Write out the following records exactly, each one in full.

──────── Input records

PR #20, opened 2021-05-31
Add upgrading state for node pools

mjura:
During upgrading node pools there has to be additional phase check


cmurphy (approved):
Is there an issue for this?

thedadams (approved):

rmweir (approved):
LGTM

PR #9, opened 2021-05-11
Add addon profile cluster config

mjura:
Addon profile including two options:
- HTTPApplicationRouting configures an Ingress controller in AKS cluster.
- Monitoring colletcs metrics and logs.

PR #22, opened 2021-06-02
Move packages from internal to pkg

mjura:
AKSv1 needs to reuse CheckLogAnalyticsWorkspaceForMonitoring, which contains
metadata around the region calls. For that all internal packages should be
moved from internal to pkg directory.

Issue: https://github.com/rancher/rancher/issues/32967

────────────────

__Exercise solution__.
PR #20, opened 2021-05-31
Add upgrading state for node pools

mjura:
During upgrading node pools there has to be additional phase check


cmurphy (approved):
Is there an issue for this?

thedadams (approved):

rmweir (approved):
LGTM

PR #9, opened 2021-05-11
Add addon profile cluster config

mjura:
Addon profile including two options:
- HTTPApplicationRouting configures an Ingress controller in AKS cluster.
- Monitoring colletcs metrics and logs.

PR #22, opened 2021-06-02
Move packages from internal to pkg

mjura:
AKSv1 needs to reuse CheckLogAnalyticsWorkspaceForMonitoring, which contains
metadata around the region calls. For that all internal packages should be
moved from internal to pkg directory.

Issue: https://github.com/rancher/rancher/issues/32967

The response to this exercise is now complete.